10 Appellant also asserts plea counsel rendered deficient performance that

prejudiced him by failing to object during the plea hearing to the prosecutor’s

inaccurate statement concerning the evidence against appellant. During the

State’s proffer of evidence, the prosecutor stated that the bullet taken from the

victim’s body was a “100 percent” match to the gun found on appellant. In fact,

the crime lab report stated the slug fragments removed from the victim’s body

could neither be identified nor eliminated as being fired from appellant’s gun.
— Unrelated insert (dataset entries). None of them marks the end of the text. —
PR #1817, opened 2026-05-19
feat: nuqs

KevinWu098:
## Summary

Course search state moves from `CoursePaneStore` to the URL via [nuqs](https://nuqs.dev). Shareable links, refresh, and back/forward all read the same query string.

**Preview:** https://scheduler-1817.antalmanac.com

## URL params

| Param | Role |
|--------|------|
| Form fields | `deptValue`, `ge`, `term`, `sectionCode`, `courseNumber`, `instructor`, advanced filters |
| `search` | `manual` or `quick` |
| `view` | `search` (form) or `results` |
| `importRoadmap` | Planner deep link |

Helpers (`isValidSearch`, `shouldShowSearchForm`, `hasManualParams`, `hasAdvancedParams`) compare against `DEFAULT_FORM_DATA`, not string literals.

## Code layout

**`SearchParams/`** — `constants`, `parsers`, `loaders`, `types`, `index`
- `useCourseSearchUrl()` — form data, mode/view, submit, reset, batch setters
- `useCourseSearchParam(field)` — per-field reads/writes for memoized form leaves
- `readCourseSearchParams()` — one-shot reads (mount/tab logic, no subscription)

**Zustand (non-URL only)**
- `SavedSearchStore` — stash `location.search` when leaving Search tab; restore on return. `savedManualSearch` preserves manual fields when switching to quick search.
- `TabStore` — tab index + shared tab config (`mobileOnly` on calendar)
- `RightPaneStore` — planner batch `multiSearchData` only

**Search form** — Advanced search split into `AdvancedSearchFields/*` (each field uses `useCourseSearchParam`). Mode toggle + reset use `SearchFormModeToggle` / `ManualSearchResetButton`.

**Schedule** — `ScheduleManagement` picks initial tab from URL + session; tab clicks navigate and replay saved search query.

## Other changes

- `nuqs` + `NuqsAdapter` (react-router v6)
- Remove `CoursePaneStore` and `advancedSearchEnabled` store flag
- `GEDataFetchProvider` reads advanced params from URL parsers
- `websoc` types: optional `instructor` on search requests

## Test plan

- [ ] Manual: dept / GE / section / instructor → Search → results; refresh keeps state
- [ ] `search=manual` vs quick toggle; manual fields restore after quick → manual
- [ ] Reset clears form (including advanced time fields)
- [ ] Advanced fields round-trip in URL; panel expands on load when advanced params present
- [ ] Shared link opens search tab with correct form/results
- [ ] Planner: roadmap picker and `?importRoadmap=` batch search
- [ ] Search → Added/Map → Search restores previous query string
- [ ] Exclude taken courses dropdown opens (signed in)


apps/antalmanac/src/components/RightPane/CoursePane/SearchForm/SearchForm.tsx
```diff
@@ -84,7 +81,9 @@ export const SearchForm = ({ toggleSearch }: SearchFormProps) => {
                                     action: analyticsEnum.classSearch.actions.MANUAL_SEARCH,
                                 });
                             }}
-                            onReset={RightPaneStore.resetFormValues}
+                            onReset={() => {
+                                void resetAll();
```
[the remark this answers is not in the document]
KevinWu098: This is intended

Choollol (changes requested):
Haven't looked at the code yet, but ran into a couple bugs from usage:

1. Just inputting into some manual search fields, like selecting department or GE or typing in section code, triggers the search flow. To reproduce: From https://scheduler-1817.antalmanac.com/?search=manual, select any department in manual search and see that it triggers search.
2. Pressing the back button on the results page takes users to quick search even if they searched from manual search. It was happening consistently at first but I can't reproduce anymore, so might've been a problem on my end.
3. Editing one manual search field resets all the other fields, including term. It was happening consistently at first but I can't reproduce anymore, so might've been a problem on my end.

also as a side note, the url in the PR description should have "staging" replaced with "scheduler"

Choollol:
More bugs:

4. Switching between quick search and manual search wipes the manual search input fields. To reproduce: Change anything besides term, e.g. course number, then switch to quick search then back to manual search, and see that form fields are reset.
5. Maybe not a bug exactly, but going from search results to added tab then pressing the browser back button doesn't change the UI at all, just the URL

KevinWu098:
> Haven't looked at the code yet, but ran into a couple bugs from usage:
> 
> 1. Just inputting into some manual search fields, like selecting department or GE or typing in section code, triggers the search flow. To reproduce: From [scheduler-1817.antalmanac.com?search=manual](https://scheduler-1817.antalmanac.com/?search=manual), select any department in manual search and see that it triggers search.
> 2. Pressing the back button on the results page takes users to quick search even if they searched from manual search. It was happening consistently at first but I can't reproduce anymore, so might've been a problem on my end.
> 3. Editing one manual search field resets all the other fields, including term. It was happening consistently at first but I can't reproduce anymore, so might've been a problem on my end.
> 
> also as a side note, the url in the PR description should have "staging" replaced with "scheduler"

Fixed 1. Can't reproduce 2 or 3, but perhaps the fix to 1 is helping there. Fixed 4. 5 is... technically a bug on prod as well (our tabs as routes is a little messy).

KevinWu098:
> More bugs:
> 
> 4. Switching between quick search and manual search wipes the manual search input fields. To reproduce: Change anything besides term, e.g. course number, then switch to quick search then back to manual search, and see that form fields are reset.
> 5. Maybe not a bug exactly, but going from search results to added tab then pressing the browser back button doesn't change the UI at all, just the URL

After having looked into it quite a bit, the problem here stems from how TabStore is not really synced to the actual page route. And it's not entirely easy to sync them via, say, an effect because both calendar and search share the base route (on mobile), so its difficult to disambiguate.

I think the shape of 5 is best handled in a follow up.

apps/antalmanac/src/components/RightPane/CoursePane/SearchForm/SearchParams/hooks.ts
Choollol, line 1: Could you split this file up into multiple? A lot of things seem like they should be separated, like the hook. It'd also probably fix the circular dependency cubic brought up

apps/antalmanac/src/components/RightPane/CoursePane/SearchForm/searchParams.ts
```diff
@@ -0,0 +1,231 @@
...
+    division: string;
+    excludeRoadmapCourses: string;
+    excludeRestrictionCodes: string;
+    days: string;
+}
+
+export type CourseSearchField = keyof CourseSearchParams;
+
+export type CourseSearchMode = 'quick' | 'manual';
+export type CourseSearchView = 'search' | 'results';
```
Choollol: Can `search` be renamed to something more specific? The results page is also part of searching, so it's not entirely clear that this represents the search form display.

Choollol: They should also probably become constants, I see a lot of repeated "search" and "results" below. Same with "manual" and "quick"

apps/antalmanac/src/components/RightPane/CoursePane/SearchForm/searchParams.ts
```diff
@@ -0,0 +1,231 @@
...
+            return formData.term.shortName !== defaultFormData.term.shortName;
+        }
+        return formData[key] !== defaultFormData[key];
+    });
+}
+
+/** Enough to run a WebSOC search (dept, GE, section, or instructor). */
+export function isValidSearch(formData: CourseSearchParams) {
+    const { ge, deptValue, sectionCode, instructor } = formData;
+    return ge !== 'ANY' || deptValue !== 'ALL' || sectionCode !== '' || instructor !== '';
```
Choollol: Can we check against defaults instead of duplicated literals? Same with shouldShowSearchForm

apps/antalmanac/src/components/RightPane/CoursePane/SearchForm/searchParams.ts
```diff
@@ -0,0 +1,231 @@
...
+    eq: (a: AATerm, b: AATerm) => a.shortName === b.shortName,
+}).withDefault(defaultTerm);
+
+const parseAsNormalizedGe = createParser<string>({
+    parse: (value: string) => normalizeGeSelection(value),
+    serialize: (value: string) => normalizeGeSelection(value),
+    eq: (a: string, b: string) => normalizeGeSelection(a) === normalizeGeSelection(b),
+}).withDefault(defaultFormData.ge);
+
+export const courseSearchParamParsers = {
```
Choollol: Is there a way to lessen or reuse the amount of code for this?

Choollol: Also, is this a SCREAMING_SNAKE_CASE type of constant?

apps/antalmanac/src/stores/TabStore.ts
```diff
@@ -1,36 +1,61 @@
...
+export type TabInfo = {
+    name: TabName;
+    label: string;
+    href: string;
+    icon: SvgIconComponent;
+    id?: string;
+    mobile?: true;
 };
 
+export const Tabs: TabInfo[] = [
```
Choollol: Should this be in `TABS`?

apps/antalmanac/src/stores/TabStore.ts
```diff
@@ -1,36 +1,61 @@
...
-    search: 1,
-    added: 2,
-    map: 3,
+export type TabInfo = {
+    name: TabName;
+    label: string;
+    href: string;
+    icon: SvgIconComponent;
+    id?: string;
+    mobile?: true;
```
Choollol: Maybe `mobileOnly`?

apps/antalmanac/src/components/RightPane/CoursePane/SearchForm/searchParams.ts
```diff
@@ -0,0 +1,231 @@
...
+    }, [formData.term, setFormData]);
+
+    const setSearchMode = useCallback(
+        (mode: CourseSearchMode) => {
+            return setSearchModeParam(mode);
+        },
+        [setSearchModeParam]
+    );
+
+    /** Navigate to the results pane. */
```
Choollol: Are these comments worth keeping?

apps/antalmanac/src/stores/TabStore.ts
Choollol, line 1: nice refactor

apps/antalmanac/src/stores/SavedSearchStore.ts
```diff
@@ -0,0 +1,34 @@
...
+    saveSearch: () => set({ savedSearch: location.search }),
+    popSavedSearch: () => {
+        const { savedSearch } = get();
+        set({ savedSearch: null });
+        return savedSearch;
+    },
+
+    savedManualSearch: null,
+    saveManualSearch: (params) => set({ savedManualSearch: { ...params, term: params.term } }),
+    getManualSearch: () => get().savedManualSearch,
```
Choollol: Is this get wrapper necessary? I think usually zustand getting is done by directly using the variable

apps/antalmanac/src/components/RightPane/CoursePane/SearchForm/SearchForm.tsx
```diff
@@ -2,43 +2,59 @@ import { Footer } from '$components/RightPane/CoursePane/SearchForm/Footer';
...
 
     const toggleSearchMode = (event: React.MouseEvent<HTMLElement>, value: string) => {
         event.preventDefault();
         if (!value) return;
-        toggleManualSearch();
+
+        switch (value) {
+            case 'manual':
+                void setSearchMode('manual');
+                const savedManualSearch = useSavedSearchStore.getState().getManualSearch();
```
Choollol: Should these `useSavedSearchStore` uses be done with the hook call style instead?

apps/antalmanac/src/components/RightPane/CoursePane/SearchForm/SearchForm.tsx
```diff
@@ -2,43 +2,59 @@ import { Footer } from '$components/RightPane/CoursePane/SearchForm/Footer';
...
         (event: FormEvent<HTMLFormElement>) => {
             event.preventDefault();
-            toggleSearch();
+            submitSearch(formData);
         },
-        [toggleSearch]
+        [formData, manualSearchEnabled, submitSearch]
     );
 
     const toggleSearchMode = (event: React.MouseEvent<HTMLElement>, value: string) => {
```
Choollol: Since we have the types now, could this be more safe by typing `value` as a specific type?

apps/antalmanac/src/components/RightPane/CoursePane/SearchForm/SearchForm.tsx
Choollol: Can we use the new types/constants here?

apps/antalmanac/src/components/RightPane/CoursePane/SearchForm/AdvancedSearch/AdvancedSearch.tsx
```diff
@@ -1,52 +1,19 @@
...
-        return () => {
-            RightPaneStore.off('formReset', resetField);
-        };
-    }, [resetField]);
-
     return (
         <>
             <Button
-                onClick={handleExpand}
+                onClick={() => setExpanded((value) => !value)}
```
Choollol: Should this be in the deleted `handleExpand`? So it isn't buried in all the rendering logic

apps/antalmanac/src/components/RightPane/CoursePane/SearchForm/AdvancedSearch/AdvancedSearchTextFields.tsx
```diff
@@ -159,63 +86,42 @@ export function AdvancedSearchTextFields() {
 
         switch (name) {
```
Choollol: Can this entire switch statement just be replaced by a `setField` call? This would also fix the problem where `startTime` and `endTime` don't actually change anything anymore.

apps/antalmanac/src/components/RightPane/CoursePane/SearchForm/searchParams.ts
```diff
@@ -0,0 +1,231 @@
...
+
+    const resetAll = useCallback(() => {
+        clearMultiSearchData();
+        return setFormData(defaultFormData);
+    }, [setFormData]);
+
+    const resetAllPreservingTerm = useCallback(() => {
+        clearMultiSearchData();
+        return setFormData({ ...defaultFormData, term: formData.term });
+    }, [formData.term, setFormData]);
```
Choollol: Optional: Should these two be combined so shared logic, which isn't a lot now but could grow in the future, only needs to be updated once? Off the top of my head, maybe it could take an options function with a `preserveTerm` bool or something

Choollol (changes requested):
Overall looking much better than before, main logic looks pretty solid

1. It looks like every component that uses `formData` is rerendering whenever any field is changed, even if they don't need that field. Is there a way to only rerender the relevant components when fields change?
2. Is `void`ing all the function calls necessary?
3. If you could double check things like the casing of constants and organization of files (e.g. grouping types together at the top), that'd be great

apps/antalmanac/src/components/RightPane/CoursePane/SearchForm/searchParams.ts
KevinWu098: I mean, yeah, but the view is definitely not search when you're looking at results! I can be more verbose and say "searchForm", but i dont wanna cuz it looks ugly :p

you can press me on this though, im not particularly attached

KevinWu098: > They should also probably become constants, I see a lot of repeated "search" and "results" below. Same with "manual" and "quick"

done

apps/antalmanac/src/components/RightPane/CoursePane/SearchForm/SearchParams/hooks.ts
KevinWu098: Split it into a few files — might make recollecting your review comments a little annoying, but I've done my best to resolve them all and respond in thread with context if appropraite

apps/antalmanac/src/components/RightPane/CoursePane/SearchForm/searchParams.ts
KevinWu098: done

apps/antalmanac/src/components/RightPane/CoursePane/SearchForm/searchParams.ts
KevinWu098: eh... i don't really see it as a "constant" per se. No more than a useState would be a constant? As far as code reuse, I'd rather us not here since some of these fields should be enums and whatnot. i find overabstracting to be actually more of a headache when each thing is clearly its own... "thing" (?). 

In the same way that we don't reduce the number of `useState` we define in a file by turning it into an object useState, if each hook is obviously managing is own thing (if you follow my train of thought)

apps/antalmanac/src/stores/TabStore.ts
KevinWu098: done

apps/antalmanac/src/components/RightPane/CoursePane/SearchForm/SearchForm.tsx
KevinWu098: done

apps/antalmanac/src/components/RightPane/CoursePane/SearchForm/SearchForm.tsx
KevinWu098: done

apps/antalmanac/src/components/RightPane/CoursePane/SearchForm/AdvancedSearch/AdvancedSearchTextFields.tsx
KevinWu098: done

apps/antalmanac/src/components/RightPane/CoursePane/SearchForm/searchParams.ts
KevinWu098: done

apps/antalmanac/src/components/RightPane/CoursePane/SearchForm/SearchParams/hooks.ts
```diff
@@ -0,0 +1,231 @@
+import {
+    ADVANCED_SEARCH_PARAMS,
+    MANUAL_SEARCH_PARAMS,
+    PLANNER_SEARCH_PARAM,
+    normalizeGeSelection,
+} from '$components/RightPane/CoursePane/SearchForm/constants';
+import RightPaneStore from '$components/RightPane/RightPaneStore';
```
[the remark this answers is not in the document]
KevinWu098: is it fixed now

apps/antalmanac/src/components/RightPane/CoursePane/SearchForm/AdvancedSearch/AdvancedSearch.tsx
KevinWu098, line 1: At risk of further blowing up the diff, I've opted not to reorganize the rest of SearchForm (e.g. quick and manual search)

KevinWu098:
@Choollol Sorry that the diff is rather big (bigger than before, at least). Hopefully it's still straightforward what's going on. 

I've resolved all of your comments. The one remaining one is about rerenders. Having burned some midnight oil on it... I've somewhat optimized it but I'm mostly leaning on `memo` right now which, from light testing via `react-scan`, appears to fix the perf issues. 

The tricky thing is that `formData` really is not great for reactivity... but I'm not really sure how to engineer around that... i was mulling over individual fields, but that uhhhhhh i want to say runs into the same issues anyways? input is appreciated here.

also happy to open an issue to track this, although i imagine it might sit open for quite some time...

apps/antalmanac/src/components/RightPane/CoursePane/SearchForm/SearchParams/index.ts
```diff
@@ -0,0 +1,179 @@
...
+        formData.courseNumber !== DEFAULT_FORM_DATA.courseNumber ||
+        formData.ge !== DEFAULT_FORM_DATA.ge ||
+        formData.deptValue !== DEFAULT_FORM_DATA.deptValue ||
+        formData.instructor !== DEFAULT_FORM_DATA.instructor;
+
+    return !hasPrimarySearchInput || !isValidSearch(formData);
+}
+
+/** Drop planner batch search so URL-driven queries take precedence. */
+export function clearMultiSearchData() {
```
Choollol: What's the reason for this wrapper?

apps/antalmanac/src/components/RightPane/CoursePane/SearchForm/SearchParams/hooks.ts
```diff
@@ -0,0 +1,179 @@
...
+
+    return !hasPrimarySearchInput || !isValidSearch(formData);
+}
+
+/** Drop planner batch search so URL-driven queries take precedence. */
+export function clearMultiSearchData() {
+    RightPaneStore.clearMultiSearchData();
+}
+
+export function useCourseSearchParam<K extends keyof CourseSearchParams>(
```
Choollol, line 23: Maybe more of a preference thing, but I think usually hooks have their own files

apps/antalmanac/src/components/RightPane/CoursePane/SearchForm/SearchParams/index.ts
```diff
@@ -0,0 +1,179 @@
...
+        },
+        [setSearchModeParam]
+    );
+
+    const submitSearch = useCallback(
+        (data?: CourseSearchParams) => {
+            const payload = data ?? readCourseSearchParams();
+            if (isValidSearch(payload)) {
+                clearMultiSearchData();
+                void setViewParam(COURSE_SEARCH_VIEW.RESULTS);
```
Choollol: Is this somewhere `showResults` can be used?

apps/antalmanac/src/components/RightPane/CoursePane/SearchForm/SearchParams/index.ts
```diff
@@ -0,0 +1,179 @@
...
+            clearMultiSearchData();
+            void setValueRaw(next);
+        },
+        [setValueRaw]
+    );
+
+    return [value, setValue];
+}
+
+export function useCourseSearchUrl() {
```
Choollol: Do you think it would make sense to split this hook into multiple smaller ones? It'd be more code on the callers' side, but it'd also help with the unnecessary rerendering. idk just something off the top of my head

apps/antalmanac/src/components/RightPane/CoursePane/SearchForm/SearchWithPlanner.tsx
```diff
@@ -40,10 +31,16 @@ function getDefaultTermRoadmapGrouping(): TermRoadmapGrouping {
     };
 }
 
-export const SearchWithPlanner = ({ labelProps }: SearchWithPlannerProps) => {
+export const SearchWithPlanner = () => {
+    const { formData, showResults } = useCourseSearchUrl();
```
Choollol: This looks like it can just use `term` and doesn't need the entire `formData`?

apps/antalmanac/src/components/RightPane/CoursePane/SearchForm/SearchWithPlanner.tsx
```diff
@@ -40,10 +31,16 @@ function getDefaultTermRoadmapGrouping(): TermRoadmapGrouping {
...
+    const [plannerSearchParam, setPlannerSearchParam] = useQueryState(
+        COURSE_SEARCH_PLANNER_KEY,
+        parseAsString.withOptions({ history: 'replace' })
+    );
     const [termRoadmapGrouping, setTermRoadmapGrouping] = useState<TermRoadmapGrouping>(getDefaultTermRoadmapGrouping);
     const [isLoadingSearch, setIsLoadingSearch] = useState(false);
     const [openSignInDialog, setOpenSignInDialog] = useState(false);
+    const hasSearchedWithUrlParamsRef = useRef(false);
```
Choollol, line 44: Since the `importRoadmap` param gets wiped when showing results, is this still necessary?

apps/antalmanac/src/components/RightPane/CoursePane/SearchForm/FuzzySearch.tsx
```diff
@@ -168,11 +176,11 @@ const FuzzySearch = ({ toggleSearch, postHog, labelProps }: FuzzySearchProps) =>
                     console.error(e);
                 });
         },
-        [requestIsCurrent]
+        [term, requestIsCurrent]
     );
 
     const handleFormDataChange = useCallback(() => {
```
Choollol, line 189: Can this code just be moved directly into the `useEffect` it's called in?

apps/antalmanac/src/components/RightPane/CoursePane/SearchForm/SearchParams/parsers.ts
```diff
@@ -0,0 +1,75 @@
...
+import { type AATerm } from '@packages/antalmanac-types';
+import { createParser, createSerializer, parseAsString, parseAsStringLiteral, type SingleParserBuilder } from 'nuqs';
+
+export type CourseSearchParamParser<K extends keyof CourseSearchParams> = SingleParserBuilder<CourseSearchParams[K]> & {
+    readonly defaultValue: CourseSearchParams[K];
+};
+
+export type CourseSearchParamParserMap = {
+    [K in keyof CourseSearchParams]: CourseSearchParamParser<K>;
+};
```
Choollol: Are these types used in other files?

apps/antalmanac/src/components/ScheduleManagement/ScheduleManagement.tsx
```diff
@@ -40,50 +51,68 @@ export function ScheduleManagement() {
...
-                case 'added':
-                    setActiveTab('added');
-                    break;
-                case 'map':
-                    setActiveTab('map');
-                    break;
+    const handleTabChange = useCallback(
+        (nextTab: number) => {
+            if (activeTab === TAB_INDEX.search && nextTab !== TAB_INDEX.search) {
+                useSavedSearchStore.getState().saveSearch();
```
Choollol: Since this is inside a component, should `useSavedSearchStore` be called as a hook?

apps/antalmanac/src/components/ScheduleManagement/ScheduleManagement.tsx
```diff
@@ -30,6 +40,7 @@ export function ScheduleManagement() {
      * Ref to the scrollable container with all of the tabs-content within it.
      */
     const ref = useRef<HTMLDivElement>(null);
+    const hasAppliedInitialTab = useRef(false);
```
Choollol: Should this have a 'Ref' suffix?

apps/antalmanac/src/components/ScheduleManagement/ScheduleManagement.tsx
```diff
@@ -40,50 +51,68 @@ export function ScheduleManagement() {
...
+            hasAppliedInitialTab.current = true;
+            setActiveTab('added');
             return;
         }
-
-        if (shouldSearchPlannerFromParams()) {
-            setActiveTab('search');
+        if (tab === 'map') {
+            hasAppliedInitialTab.current = true;
+            setActiveTab('map');
```
Choollol: Could the literal strings in the `setActiveTab` calls pass `tab` instead? This way, we get type safety on `tab` too

Choollol (changes requested):
Thanks for making those changes, looks a lot better (especially the advanced search fields). I think once these new comments are addressed it'll be good to go

1. Does `clearMultisearchData` need to be called anywhere outside of `showSearchForm`?
2. Might have missed your answer to this, but why all the `void`ing with the function calls?
3. There's a lot of non-component related files under the components folder, which I think is actually better because related code is closer together. Should we start moving toward a feature-based file organization rather than grouping by file type? Would be a separate issue/PR thing ofc

apps/antalmanac/src/components/ScheduleManagement/ScheduleManagement.tsx
KevinWu098: done

apps/antalmanac/src/components/RightPane/CoursePane/SearchForm/SearchParams/loaders.ts
```diff
@@ -0,0 +1,30 @@
...
+export function readAdvancedSearchParams(): AdvancedSearchParams {
+    return loadAdvancedSearchParams(globalThis.location?.search ?? '');
+}
+
+export function readCourseSearchParams(): CourseSearchParams {
+    return loadCourseSearchParams(globalThis.location?.search ?? '');
+}
+
+export function readSearchMode(): CourseSearchMode {
+    return loadSearchMode(globalThis.location?.search ?? '')[COURSE_SEARCH_MODE_KEY];
```
Choollol, line 29: What are the `globalThis`s for?

KevinWu098: Just more convenient for reading `window.location` https://developer.mozilla.org/en-US/docs/Web/JavaScript/Reference/Global_Objects/globalThis

apps/antalmanac/src/components/RightPane/CoursePane/SearchForm/SearchParams/index.ts
KevinWu098: Just keeping things in one place, but eh we can inline until it becomes not a one liner to clear (but i dont expect it not to be)

apps/antalmanac/src/components/RightPane/CoursePane/SearchForm/SearchParams/hooks.ts
KevinWu098: I am open to moving the other methods to smth like helpers.ts?

apps/antalmanac/src/components/RightPane/CoursePane/SearchForm/SearchParams/index.ts
KevinWu098: Uhhhh, I think so yes, but I think it's marginal with `memo`. I did experiment with breaking up the hooks a bit, but I would much rather do this as a follow up

apps/antalmanac/src/components/RightPane/CoursePane/SearchForm/SearchWithPlanner.tsx
KevinWu098: eh, it'll rerender if it needs `showResults`. in any case, im going to refactor this whole file so let it slide?

apps/antalmanac/src/components/RightPane/CoursePane/SearchForm/SearchWithPlanner.tsx
KevinWu098: I want to say yes, but again I'm not super interested in perfect correctness here since I'm gonna clean this up

apps/antalmanac/src/components/RightPane/CoursePane/SearchForm/FuzzySearch.tsx
KevinWu098: yes, but stylistically i kinda like it outside /shrug its whatever

apps/antalmanac/src/components/RightPane/CoursePane/SearchForm/SearchParams/parsers.ts
KevinWu098: doesn't look like it. fixed

apps/antalmanac/src/components/RightPane/CoursePane/SearchForm/SearchParams/index.ts
KevinWu098: ill take a further look. but in the meantime ill rerequest you since i dealt with the rest

KevinWu098:
> Thanks for making those changes, looks a lot better (especially the advanced search fields). I think once these new comments are addressed it'll be good to go
> 
> 1. Does `clearMultisearchData` need to be called anywhere outside of `showSearchForm`?
> 2. Might have missed your answer to this, but why all the `void`ing with the function calls?
> 3. There's a lot of non-component related files under the components folder, which I think is actually better because related code is closer together. Should we start moving toward a feature-based file organization rather than grouping by file type? Would be a separate issue/PR thing ofc

1. Yes, but ive made it just call rightpanestore direct cuz whatever
2. just a correctness thing, but not important (nuqs url updates are async)
3. yeah, definitely future work

apps/antalmanac/src/components/RightPane/CoursePane/SearchForm/SearchParams/hooks.ts
Choollol: I'm good with that too! I just like hooks in their own files cuz it makes them slightly easier to ctrl + p search

Choollol:
>     1. Yes, but ive made it just call rightpanestore direct cuz whatever

Could you explain an example flow of multisearchData not being cleared if it's only called in showSearchForm?

edit: nvm i just saw the diff ur good
edit 2: nvm i just looked closer, question still stands

apps/antalmanac/src/components/RightPane/CoursePane/SearchForm/SearchParams/loaders.ts
Choollol: Could this code be called outside the browser? Maybe I'm just misunderstanding the purpose of globalThis, but it seems like it's equivalent to window, which would be consistent with the rest of the codebase

KevinWu098: uh the point is that i don't have to do if window is defined yada yada (ssr vs spa nonsense), its why there's an optional chain

KevinWu098:
> > ```
> > 1. Yes, but ive made it just call rightpanestore direct cuz whatever
> > ```
> 
> Could you explain an example flow of multisearchData not being cleared if it's only called in showSearchForm?
> 
> edit: nvm i just saw the diff ur good edit 2: nvm i just looked closer, question still stands

sorry original reply was bad. here's a cursor reply that i did read and do agree with. but this issue will be fixed in follow ups as i consolidate planner stuff into the URL

```
Here’s a reply you can give Choollol, with a concrete flow:

multiSearchData is in-memory batch search state (planner roadmap → list of dept/course pairs). It is not in the URL. CourseRenderPane checks it first and, if non-empty, ignores the URL search params and runs the batch WebSOC path instead:


CourseRenderPane.tsx
Lines 341-358
                if (multiSearchData.length > 0) {
                    // ... uses multiSearchData, NOT formData from URL
                    response = await trpc.websoc.getMultiple.query({ params: offeredCourses });
                } else {
                    const websocQueryParams = getQueryParams(formData);
                    // ... normal single URL-driven search
                }
So if we only cleared in showSearchForm, stale planner data would keep winning whenever the user starts a new search without explicitly opening the search form.

Example flow (planner → quick search from calendar)
User searches with Planner → setMultiSearchData([...roadmap courses]) + showResults().
Results page shows the roadmap batch (not driven by URL params).
User clicks a course on the calendar → useQuickSearch() navigates to /?dept=COMPSCI&courseNumber=122&...&view=results.
showSearchForm is never called — they go straight to results with new URL params.
Without clearing elsewhere, multiSearchData is still populated.
CourseRenderPane sees multiSearchData.length > 0 and still runs the planner batch query → user asked for COMPSCI 122 but still sees the roadmap batch.
That’s why useQuickSearch clears it, and why param setters (useCourseSearchParam, setField, submitSearch, etc.) clear it too — any path that makes URL params authoritative needs to drop the batch.

Another example (tab switch)
User does a planner search (batch results).
Switches to Added tab — URL is stashed, but multiSearchData stays in RightPaneStore.
Switches back to Search — URL is restored, but batch data is still in memory.
Again, batch path wins over the restored URL unless something cleared it on the way out or on param change.
Short version: showSearchForm only runs when explicitly returning to the form UI. Many flows update search without that — quick search links, fuzzy submit, individual param edits, form reset, mode toggle. Clearing only in showSearchForm would leave stale planner batch data overriding URL-driven searches.
```

Choollol:
Ahh gotcha, didn't think about searching not from the search form

KevinWu098:
> Ahh gotcha, didn't think about searching not from the search form

ended up breaking them into individual hooks — i think perf win is marginal, but yeah its nice. little bit suspicious that the edges on the hooks are kind of blurred, but uhhhh whatever its fine for now i guess

KevinWu098:
@cubic

Choollol (approved):
noice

Instead, the report concluded that the slug was consistent with being fired from

a .45 caliber pistol like the one found on appellant, and that it was the cartridge

case placed into evidence and submitted to the crime lab that was matched to the

pistol found on appellant. At the motion to withdraw hearing, plea counsel

testified and acknowledged that he committed a mistake by failing to notice and

object to the prosecutor’s inaccurate statement regarding the factual basis for the

charges.

The evidence, however, supports the trial court’s finding in the order

denying the motion to withdraw that notwithstanding this minor inaccuracy in

the prosecutor’s proffer at the plea hearing, the evidence of defendant’s guilt

was overwhelming, including his own confession, and met the standard of

11 Uniform Superior Court Rule 33.9, requiring the judge accepting the guilty plea

to determine that a factual basis exists for the plea. We conclude that even if the

erroneous testimony about the results of ballistic testing had been stricken from

the record in response to an objection by plea counsel, appellant failed to show

that the plea would not have been accepted or that he would have withdrawn his

plea. The two-pronged standard of the familiar Strickland4 test for establishing

ineffective assistance of counsel is applicable to claims of ineffective assistance

in a guilty plea proceeding. Hill v. Lockhart, 474 U.S. 52 (106 SCt 366,

88LEd2d 203) (1985). Here, appellant has failed to demonstrate prejudice

resulted from plea counsel’s alleged deficient performance in failing to object

to the prosecutor’s erroneous testimony about the bullet, and we reject his claim

of ineffective assistance of counsel in this regard.

Judgment affirmed. All the Justices concur.

4 Strickland v. Washington, 266 U.S. 688 (104 SCt 2052, 80 LEd2d 674) (1984).